Yang Perlu Dilakukan dalam Melawan Kolera
Hal pertama yang perlu dilakukan agar terjauh dari kolera yang direkomendasikan oleh WHO adalah meminum air yang bersih. Pengadaan air bersih tentu sangat diperlukan terlebih bagi mereka yang berada di kamp-kamp pengungsian. Penggunaan vaksin juga diperlukan agar mengurangi penyebaran kolera.
Selain itu, pengobatan pertama bagi penderita kolera dapat dilakukan dengan jalan mengganti cairan tubuh dan garam yang hilang akibat diare. Pasien juga dapat diobati dengan diberikan larutan yang terdiri dari campuran garam dan gula. Larutan ini digunakan di seluruh dunia untuk mengobati diare.
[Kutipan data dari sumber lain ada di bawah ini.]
PR #7638, opened 2018-01-08
Refactor: make checkDisabled and checkDeprecated return bool

JinShil:
This is a followup to #7583 and a proposed prerequisite for #7628.

This also makes the interface consistent with all the other `checkXXX` methods.

It also contains a fix to the C++ interface that I missed in #7583 

cc @ibuclaw C++ interface change
cc @wilzbach

### DIFF
--- a/src/dmd/dsymbol.d
+++ b/src/dmd/dsymbol.d
@@ -305,7 +305,7 @@ extern (C++) class Dsymbol : RootObject
         va_end(ap);
     }
 
-    final void checkDeprecated(Loc loc, Scope* sc)
+    final bool checkDeprecated(Loc loc, Scope* sc)
     {
         if (global.params.useDeprecated != 1 && isDeprecated())
         {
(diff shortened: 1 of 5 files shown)


src/dmd/dsymbol.d
```diff
@@ -305,24 +305,24 @@ extern (C++) class Dsymbol : RootObject
...
             for (Scope* sc2 = sc; sc2; sc2 = sc2.enclosing)
             {
                 if (sc2.scopesym && sc2.scopesym.isDeprecated())
-                    return;
+                    return true;
 
                 // If inside a StorageClassDeclaration that is deprecated
                 if (sc2.stc & STC.deprecated_)
-                    return;
+                    return true;
```
wilzbach: Not sure about this. The definition for the other symbol is that `true` is returned if errors occur. In these cases error don't occur because it's allowed to e.g. use deprecated from deprecated.

JinShil: Gah! you're right.

JinShil: Fixed.  Thanks.

wilzbach (approved):

ibuclaw (approved):
Fine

Namun dalam kasus diare parah, pasien tentu harus mendapat penanganan medis.
Laporan WHO menyebut terjadi peningkatan dari 129 ribu kasus kolera pada 2013 menjadi 190 ribu pada 2014, dengan 2.231 korban jiwa secara global. Serangan kolera di Yaman dapat menjadi pengingat untuk segera mengambil langkah pencegahan untuk menekan penyebaran kolera.